One of the most special moments was the presentation of the local BBWAA chapter's Arthur and Milton Richman "You Gotta Have Heart" Award. One went to MLB.com broadcaster and former front-office exec Jim Duquette and his 10-year-old daughter, Lindsey, after their inspiring story
of a kidney transplant, and the other went to MLB Players Association chief Michael Weiner, who has battled a brain tumor.
"It's a story of hope, really," Duquette said of his daughter's positive recovery to date since he gave her his kidney in June. "Post-surgery, she's back into the swing of things in school, she missed so much time," Jim said. "She missed all of first grade, all of third grade. So she comes home one day and she has a 12 out of 20 on her paper, it's a D. I said, 'Lindsey, come on, you're better than that. What happened here?' She gets out of her chair and she looks at me and she points at her kidney and she says, 'Dad, does it really matter?'"

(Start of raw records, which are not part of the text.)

PR #4874, opened 2023-08-16
WAITP-1283 fix build

acdunham:
### Changes:
- Fixed typo in chunking config
- Removed max memory change build script


edmofro (approved):
Thanks for fixing this!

Lindsey said there were some "good things" to come out of her recovery, such as: a new iPad, she got to eat a lot of ice cream, and she is back in school "and can have sleepovers."
"My disease, FSGS and nephrotic syndrome [a complex kidney ailment], controlled my family and I for eight years. So the transplant is working, I'm hoping to be a normal kid. So far, the last seven months has been really fun. It's the best I've felt in a long time. I hope we can find a cure for this terrible disease. I want to congratulate my dad's friend, Mr. Weiner, for sharing this award with us. If you ever need any advice when you're in the hospital, I'm available."
Dickey presented the award to Weiner, who has continued to serve in his union-boss capacity.
"All I've tried to do is live my life the way I've always lived it," Weiner said. "All I've tried to do is to do my job as I've always tried to do it. The only thing that's been different is the off-the-charts support that I've received from so many people. It's a lot easier to have heart when so many ... have opened their hearts to me."
Cabrera accepted his AL MVP Award after a Triple Crown season with the Tigers.
"Wow," Cabrera said. "I'm so nervous." He motioned to Sabathia sitting nearby and said giving his speech felt like facing him at the plate, not knowing how it would turn out. Cabrera proceeded to thank God, his family, and said, "I want to thank the baseball writers for giving me the opportunity to be the first Venezuelan-born player to be MVP."